Search the data for the word "things". Reproduce every line where it is found.

:: Material provided

PR #31, opened 2015-10-23
assessment response

faetea:
The assessment questions felt straightforward, but the install process was a shitshow

### DIFF
--- a/lib/assessment.rb
+++ b/lib/assessment.rb
@@ -6,13 +6,21 @@ Answer = OpenStruct.new
 # Make all of those attributes read-only.
 
 ##
-# your code here
+class Dog
+  attr_reader :name, :breed, :age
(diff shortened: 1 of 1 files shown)


jrhorn424:
Thanks for the feedback. We'll do better next time. Sorry! :(

lib/assessment.rb
```diff
@@ -20,20 +28,33 @@
 # Name and location should be writeable, but age should be read-only.
 
 ##
-# your code here
+class Person
+  attr_reader :age
+  attr_accessor :name, :location
```
jrhorn424, line 33: This should be write-only. Instead, it's readable and writeable. How would you change that?

jrhorn424:
4.75/5 good job!

PR #35, opened 2015-10-23
added answers for assessment.rb

bbarbersox:
was unclear on how to make an instance method public


jrhorn424:
Instance methods are public by default.

jrhorn424:
5/5 great job! :stars:

PR #40, opened 2015-10-23
answers to ruby objects assessment

christinemoses:


lib/assessment.rb
```diff
@@ -6,13 +6,25 @@
 # Make all of those attributes read-only.
 
 ##
-# your code here
+class Dog
+  attr_reader: name
+  attr_reader: breed
+  attr_reader: age
```
jrhorn424, line 12: You can do these on one line if you like.

lib/assessment.rb
```diff
@@ -20,20 +32,37 @@
 # Name and location should be writeable, but age should be read-only.
 
 ##
-# your code here
+class Person
+  attr_writer: name
```
jrhorn424, line 36: `name` is a local variable here. It should be a value of a special kind. Not a string, but a...

lib/assessment.rb
```diff
@@ -20,20 +32,37 @@
...
+
 ##
 
 # Question 4
 # Create a new Person object using parameters "Dave", 32, and "Ohio".
 # Then, set that Person's location to "Somerville"
 
-Answer.dave = nil # replace nil with your code
-Answer.dave.location = nil # replace nil with your code
+Answer.dave = ("Dave", "Ohio") # Age can't be set as it's read-only
```
jrhorn424, line 53: This does not create a new object.

lib/assessment.rb
```diff
@@ -20,20 +32,37 @@
...
 
 # Question 5
 # Create another class called Developer that inherits from Person.
 # Give it a new public method called 'hire_for_job'
 
 ##
-# your code here
+class Developer < Person
+  attr_accessor: 'hire_for_job'
+  def initialize('hire_for_job')
```
jrhorn424, line 63: What is `hire_for_job` on this line? It is not a method.

lib/assessment.rb
```diff
@@ -6,13 +6,25 @@
...
+end
+
+
 ##
 
 # Question 2
 # Create a new Dog object.
 
-Answer.dog = nil # replace nil with your code
+Answer.dog = ("Sparky", "pug", 3) # replace nil with your code
```
jrhorn424, line 27: This doesn't create a new `Dog`. How would you do that?

jrhorn424:
1.5/5

PR #57, opened 2016-02-16
add answers to diagnostic

kpie89:


lib/diagnostic.rb
```diff
@@ -8,7 +8,16 @@
...
-# your code here
+class Person
+  attr_accessor :name
+  attr_reader :age
+  attr_writer :location
+
+  def initialize(name, age, location)
+    @name = name
+    @age = age
+    @location = location
```
GA-MEB, line 19: Missing an `end` there.

lib/diagnostic.rb
```diff
@@ -8,7 +8,16 @@
 # and location should only be writable.
 
 ##
-# your code here
+class Person
+  attr_accessor :name
+  attr_reader :age
+  attr_writer :location
```
GA-MEB, line 14: Yep! Also would have accepted 

``` ruby
attr_reader :name, :age
attr_writer :name, :location
```

lib/diagnostic.rb
```diff
@@ -27,7 +37,12 @@
 # which returns the string "think think think".
 
 ##
-# your code here
+class Developer < Person
+
+  def initialize(solve_problems)
+    @solve_problems = "think think think"
+  end
+
```
GA-MEB, line 45: Your inheritance is correct, but you didn't create an instance method correctly.

``` ruby
class Developer < Person
  def solve_problems
    "think think think"
  end
end
```

lib/diagnostic.rb
```diff
@@ -95,7 +117,9 @@ def eat_meat(food)
 # Write your answer as a comment in the section below.
 
 ##
-# your answer, in comments, here
+# Mixins are a great way to use inheritance because you can use specific methods on a class instead of
+# having to call an entire class's set of methods and traits. It also has the advantage of being
```
GA-MEB, line 121: Sort of. It does give you the option of making your methods more modular.
But the biggest advantage to using mixins is that allows for multiple inheritance, since you can load _multiple_ mixins, but can only inherit from a single class (though, admittedly, you also get access to everything that the parent class inherits from).

lib/diagnostic.rb
```diff
@@ -108,7 +132,8 @@ def eat_meat(food)
 # which returns the string "kick, move, punch"
 
 class ComboAttack
-  attr_reader :moves, :damage
+  attr_accessor :moves
+  attr_reader :damage
```
GA-MEB, line 136: Sorry, there's no need to modify this.

lib/diagnostic.rb
```diff
@@ -141,5 +166,9 @@ def multiplier
     else
       1
     end
+
+    def get_possible_moves
+      puts @moves
+    end
```
GA-MEB, line 172: Because it comes after `private`, this method would be private, which was not specified.
Additionally, it's an instance method, not a class method.

lib/diagnostic.rb
```diff
@@ -141,5 +166,9 @@ def multiplier
     else
       1
     end
+
```
GA-MEB, line 169: To make the method chaining work, `punch`, `kick`, and `move` must each return `self`.

GA-MEB:
4.75 / 7 (-0.25 on Q1, -0.5 on Q3, -0.5 on Q6, -1 on Q7)

Let me know if you want any additional feedback on this.

PR #58, opened 2016-02-16
initial commit

jenweber:
Comfort: 3
Clarity: 3

I used http://www.railstips.org/blog/archives/2009/05/11/class-and-instance-methods-in-ruby/ to remind myself of class method syntax.

I could not get rspec spec to work, so code is untested.

### DIFF
--- a/lib/diagnostic.rb
+++ b/lib/diagnostic.rb
@@ -8,7 +8,18 @@ Answer = OpenStruct.new
 # and location should only be writable.
 
 ##
-# your code here
+class Person
+  attr_accessor :name
+  attr_reader :age
+  attr_writer :location
+
+  def initialize (name, age, location)
+    @name = name
+    @age = age
+    @location = location
+  end
+end
+
 ##
 
 # Question 2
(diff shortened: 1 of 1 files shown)


lib/diagnostic.rb
```diff
@@ -95,7 +118,7 @@ def eat_meat(food)
 # Write your answer as a comment in the section below.
 
 ##
-# your answer, in comments, here
+# inheritance can be messy to maintain if it is more than 1 level deep, whereas a relationship to a mixin is more clear. Your code is more readable and easier to change without breaking things.
```
GA-MEB, line 121: Good answer!

lib/diagnostic.rb
```diff
@@ -131,6 +154,10 @@ def kick
     @damage *= multiplier
   end
 
+  def self.get_possible_moves
+    "kick, move, punch"
+  end
```
GA-MEB, line 159: Class method is correct.

GA-MEB, line 159: The way to make the method chaining work is for `punch`, `kick`, and `move` to return `self`.That way, `ComboAttack.new.punch.move('left').kick.damage` is equivalent to

``` ruby
combo = ComboAttack.new
combo.punch
combo.move('left')
combo.kick
combo.damage
```

GA-MEB:
6.5 / 7 (-0.5 on Q7)

Nice work, Jen. Come see me during a break and we can look at why Rspec wasn't working.

PR #59, opened 2016-02-16
ruby objects diagnostic

apalmer0:


lib/diagnostic.rb
```diff
@@ -62,8 +80,13 @@ def initialize
...
 # your answers here
-Answer.housecat_noise = nil
-#
+Answer.housecat_noise = "I am a Animal, and I go 'meow'"
+# Housecat.new creates a new instance of housecat, which inherits from cat. Cat
+# inherits from Animal. Calling the "say_hello" method would look first to the
+# housecat class and then to the cat class, unsuccessfully trying to find that
+# method. Finally it would look to the Animal class, where the "say_hello" is
+# written, and return the associated string. Because @sound is an instance
+# variable of the Housecat class, it is not overwritten by nil.
```
GA-MEB, line 89: Your reasoning is good, but you're mistaken about how the method call ultimately works. 
Although the method was written on the Animal class, self's value is determined at _runtime_. Since the method was called on `HouseCat.new`, at runtime the instance we were working with was a HouseCat, so `self` evaluates to `HouseCat`. It's almost as if the `say_hello` method were written within the HouseCat class.

lib/diagnostic.rb
```diff
@@ -119,16 +152,27 @@ def punch
...
   def kick
     @moves << 'kick'
     @damage += 10
     @damage *= multiplier
+    self
+  end
+
+  def damage
+    @damage
+  end
```
GA-MEB, line 172: We already have a reader for `@damage`, so this isn't necessary.

lib/diagnostic.rb
```diff
@@ -119,16 +152,27 @@ def punch
...
     @moves << "move #{direction}"
+    self
   end
 
   def kick
     @moves << 'kick'
     @damage += 10
     @damage *= multiplier
+    self
+  end
```
GA-MEB, line 168: Correct.

spec/diagnostic_spec.rb
```diff
@@ -1,4 +1,4 @@
-require_relative '../lib/assessment.rb'
+require_relative '../lib/diagnostic.rb'
```
GA-MEB, line 1: Shoot! Thought I'd pushed that change. Thanks for catching the bug.

GA-MEB:
6.5 / 7 (-0.5 on Q4)

Nice work.

lib/diagnostic.rb
apalmer0, line 89: Thanks for taking the time to explain this, that's a lot clearer now. So it
should be "I am a housecat and I go 'meow'"?

GA-MEB, line 89: Yep, that's right.

PR #60, opened 2016-02-16
Ruby Tues objects diagnostic

msyao:


lib/diagnostic.rb
```diff
@@ -27,7 +39,11 @@
 # which returns the string "think think think".
 
 ##
-# your code here
+class Developer < Person
+  def solve_problems
+    returns "think think think"
```
GA-MEB, line 44: It's `return`, not `returns`. Also, an explicit `return` is not necessary in Ruby, since a Ruby method will default to returning the last evaluated result in its body.

lib/diagnostic.rb
```diff
@@ -95,7 +117,7 @@ def eat_meat(food)
 # Write your answer as a comment in the section below.
 
 ##
-# your answer, in comments, here
+# Mixin modules allows class methods to add functionality from multiple places and share functionality between classes without using inheritance.
```
GA-MEB, line 120: Yes, adding code from multiple sources is one of the chief advantages of composition over inheritance.

lib/diagnostic.rb
```diff
@@ -115,22 +137,26 @@ def initialize
...
+  def self.kick
     @moves << 'kick'
     @damage += 10
     @damage *= multiplier
   end
 
+  def get_possible_moves
+    return "kick, move, punch"
+  end
+
```
GA-MEB, line 159: Sorry, you got these mixed up. Writing `self.method_name` is how you define a class method - it should be `self.get_possible_moves`.

To get the method chaining to work, `punch`, `kick`, and `move` should return `self`. That way, `ComboAttack.new.punch.move('left').kick.damage` is equivalent to

``` ruby
combo = ComboAttack.new
combo.punch
combo.move('left')
combo.kick
combo.damage
```

GA-MEB:
5.5 / 7 (-0.5 on Q3, -1 on Q7)

Let me know if you'd like any additional feedback.

PR #62, opened 2016-02-16
Response to diagnostic.

dumplingpuff:


lib/diagnostic.rb
```diff
@@ -96,8 +122,10 @@ def eat_meat(food)
 
 ##
 # your answer, in comments, here
-#
-#
+# Using modules over direct inheritance allows your code to be more flexible
+# and easier to read. You can easily define certain methods and variables
+# and transition them over to multiple classes without having to worry
+# about other things getting mixed in.
```
GA-MEB, line 128: Your first point is true. Your second point is... meh. That's sorta true of both inheritance and composition. One example of an advantage that composition has over inheritance is that you can use an arbitrary number of modules as mixins, but can only inherit from one other class. And while the parent class also may inherit methods and properties from other classes, that can get really messy. Hence your first point.

lib/diagnostic.rb
```diff
@@ -107,9 +135,16 @@ def eat_meat(food)
...
 
+## Question 7 is not complete I was in the middle of analyzing it,
+# I did create a class method, but haven't fixed the ComboAttack class.
+
 class ComboAttack
   attr_reader :moves, :damage
 
+  def self.get_possible_moves
+    "kick, move, punch"
+  end
```
GA-MEB, line 146: Correct, this is how you create a class method.

GA-MEB, line 146: The way to make the method chaining work is for `punch`, `kick`, and `move` to return `self`.That way, `ComboAttack.new.punch.move('left').kick.damage` is equivalent to

``` ruby
combo = ComboAttack.new
combo.punch
combo.move('left')
combo.kick
combo.damage
```

GA-MEB:
6.25 / 7 (-0.25 on Q6, -0.5 on Q7)

Nice work.

PR #63, opened 2016-02-16
response to diagnostic

jdamiron:


lib/diagnostic.rb
```diff
@@ -8,7 +8,11 @@
 # and location should only be writable.
 
 ##
-# your code here
+class Person
+  attr_accessor :name
+  attr_reader :age
+  attr_writer :location
+end
```
GA-MEB, line 15: Halfway there. This doesn't satisfy the direction "All three attributes should be defined when you instantiate a new Person.". To do that, you'll need to define an `initialize` method.

lib/diagnostic.rb
```diff
@@ -17,8 +21,12 @@
...
 
 ##
-# your answers here
-Answer.dave = nil
+def initialize("Dave", 32, "Ohio")
+  @name = name
+  @age = age
+  @location = "Somerville"
+end
+Answer.dave = @location
```
GA-MEB, line 29: Sorry, this isn't right. We wanted you to instantiate a new Person. That means calling `.new`. 

``` ruby
dave = Person.new("Dave", 32, "Ohio")
dave.location = "Somerville"
Answer.dave = dave
```

lib/diagnostic.rb
```diff
@@ -27,7 +35,11 @@
 # which returns the string "think think think".
 
 ##
-# your code here
+class Developer < Person
+  def solve_problems
+  "think think think"
+  end
+end
```
GA-MEB, line 42: Yep.

lib/diagnostic.rb
```diff
@@ -62,8 +74,15 @@ def initialize
...
-Answer.housecat_noise = nil
-#
+Answer.housecat_noise = "I am a HouseCat, and I go meow"
+
+# This would be the output because the class HouseCat is inheritted from the
+# class Cat,which is inheritted from the class Animal, which has access to the
+# animal methods. The instance variable sound for HouseCat is equal to a string
+# that says meow. HouseCat inherits the say_hello method from the Animal class
+# and is able to evaluate that method using it's own declared instance variable
+# for sound.
```
GA-MEB, line 84: All correct, particularly the following

> HouseCat inherits the say_hello method from the Animal class and is able to evaluate that method using it's own declared instance variable for sound.

Since it's HouseCat calling the method, that's also why `self` refers to HouseCat, and not Animal.

lib/diagnostic.rb
```diff
@@ -95,8 +119,8 @@ def eat_meat(food)
 # Write your answer as a comment in the section below.
 
 ##
-# your answer, in comments, here
-#
+# Using mixins makes the code you write more semantic and easier to read
+# for future developers and future you.
```
GA-MEB, line 123: This is true. It's not one of the primary reasons why composition is preferred, though.
One big reason is the problem of multiple inheritance. A class can mix in an arbitrary number of modules. Classes can inherit from other classes, and gain methods and properties that way; however, this is less flexible than using mixins, and harder to organize.

GA-MEB:
5 / 7 (-1 on Q2, -1 on Q7)

Let me know if you want any additional feedback.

::::

Solution:
+# inheritance can be messy to maintain if it is more than 1 level deep, whereas a relationship to a mixin is more clear. Your code is more readable and easier to change without breaking things.
+# about other things getting mixed in.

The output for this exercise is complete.